To do: Filter the entries down to the lines holding "with", then copy those lines.

Collected data
PR #8139, opened 2025-01-29
[RTG] Populate pipeline with new passes

maerhart:
Add the new passes to the pipeline and pass their options through to the frontend. Also fixes a bug with the existing unsupported instructions option.


fabianschuiki (approved):
I'm not fully up to speed on the RTG details, but this looks good as far as I can tell.

PR #8142, opened 2025-01-29
[RTGTest] Add the last remaining ops for RV32I

maerhart:


include/circt/Dialect/RTGTest/IR/RTGTestAttributes.td
```diff
@@ -71,6 +71,7 @@ class ImmediateAttrBase<int width> : RTGTestAttrDef<"Imm" # width, [
   let genVerifyDecl = 1;
 }
 
+def Imm5 : ImmediateAttrBase<5>;
```
fabianschuiki, line 74: Mega nit: 
```suggestion
def Imm5  : ImmediateAttrBase<5>;
```

include/circt/Dialect/RTGTest/IR/RTGTestOps.td
```diff
@@ -275,8 +278,192 @@ class InstFormatSOpBase<string mnemonic, int opcode7, int funct3>
...
+                                           FoldAdaptor adaptor) {
+      auto rd = cast<rtg::RegisterAttrInterface>(adaptor.getRd());
+      auto rs = cast<rtg::RegisterAttrInterface>(adaptor.getRs());
+      auto imm = cast<Imm12Attr>(adaptor.getImm()).getAPInt();
+
+      auto binary = imm
+      .concat(llvm::APInt(5, rs.getClassIndex()))
+      .concat(llvm::APInt(3, }] # funct3 # [{))
+      .concat(llvm::APInt(5, rd.getClassIndex()))
+      .concat(llvm::APInt(7, }] # opcode7 # [{));
```
fabianschuiki, line 394: This _might_ be easier to read with a TableGen `subst` call around the code snippet substituting something like `$funct3`. But then again, this is pretty clean, and there are only two values to be interpolated. The substitution might make it harder to read.

include/circt/Dialect/RTGTest/IR/RTGTestTypes.td
```diff
@@ -38,6 +38,7 @@ class ImmTypeBase<int width> : TypeDef<RTGTestDialect, "Imm" # width, []> {
   let mnemonic = "imm" # width;
 }
 
+def Imm5Type : ImmTypeBase<5>;
```
fabianschuiki, line 41: Bombastic nit: 
```suggestion
def Imm5Type  : ImmTypeBase<5>;
```

fabianschuiki (approved):
LGTM

include/circt/Dialect/RTGTest/IR/RTGTestOps.td
maerhart: Doing `!subst("$funct3", funct3, "...")` leads to a cryptic tablegen error saying that the initializer could not be resolved. Maybe because `funct3` is an integer and not a string? Working around all of that might make it more complicated.

PR #8143, opened 2025-01-29
[ExportVerilog] Treat verif.contract as no-op

fabianschuiki:
Ignore `verif.contract` operations during Verilog emission and simply pass their operands through to the results. This is always a valid lowering of a contract.


dtzSiFive (approved):
LGTM

Can't speak for the appropriateness of what this doing (just lack context) but seems good here!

Task solution:
[RTG] Populate pipeline with new passes
Add the new passes to the pipeline and pass their options through to the frontend. Also fixes a bug with the existing unsupported instructions option.
fabianschuiki, line 394: This _might_ be easier to read with a TableGen `subst` call around the code snippet substituting something like `$funct3`. But then again, this is pretty clean, and there are only two values to be interpolated. The substitution might make it harder to read.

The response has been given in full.